My RE had me on progesterone from 5 days past trigger until AF. At first I was really moody but I'm not sure that was due to the progesterone. Other than that I didn't really notice many side effects. Toward the end of my cycle I felt some nausea and crampiness which made me think I might be pg, but I guess it was just the progesterone. I was surprised that it did not make my temps higher. If you do the suppositories they are really messy! 



Milty said:


> Hi guys :hi:
> 
> My doc put me on Progestrone for 14 days to get rid of my cysts and it worked. I had them for 3 months

I hope the progesterone I was on helped with my cysts. I was supposed to take it until AF showed, but I stopped at 12 dpo after I got my BFN. I wonder if I should have continued it.


----------



## CaliDreaming

Well I just got back from my US and the cyst is still there and grew a little bit. :( No news have formed though. I'm supposed to get a call this afternoon with some sort of plan. Milty, I so hope that she calls and says she wants to give me a progesterone shot! 

I won't mind sitting out this cycle if the doc does something about this cyst. I really don't think I have a shot of ovulating from my left ovary until the cyst is gone and I don't want to waste the money and emotion trying. I'm starting to worry too because now it's starting to ache. I'm scared it will rupture.


----------



## Milty

I had two and they were very painful.,.

I would ask about the Progestrone ... My doc at first wanted to give me the pill for a month but I reminded her I was TTC and she said we could try this first. 

Oh also I took the pill form wich was nice cause your not trying to help your linning ...just keep you from O'ing fora bit.

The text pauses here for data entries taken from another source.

PR #899, opened 2021-02-05
Fix alignment of OAuth Buttons

### LINKED ISSUE #891: Fix alignment of Oauth button when there is only 1 provider
Screen Shot 2021-02-04 at 4 23 13 PM

It should be either centered or left-aligned, not in-between.

camdenmoors:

Also the very next cycle was my first pregnancy since DS almost 8 yrs before


----------



## CaliDreaming

Well the nurse just called and said I am okay to start another cycle. Doesn't seem right to me but I guess the doctor knows best.


----------



## alison29

Maybe the pill form would you help you like it helped milty. You sure don't want that thing to rupture the fluid can wreak some damage in there (or at leas that is what DR google said). Having said that i think they can grow super huge before rupturing ...I would ask what happens if the cyst doesn't go away with progesterone next itme you talk to the nurse that way when it takes forever for her to get back to you will know by the cyle after this one and hopefully it will just go away on it's own.
Got my 50 mg clomid. I guess they are sending the progest script in the mail with the clomid instructions. I still haven't got AF i just know i will this weekend i am cd 28 now.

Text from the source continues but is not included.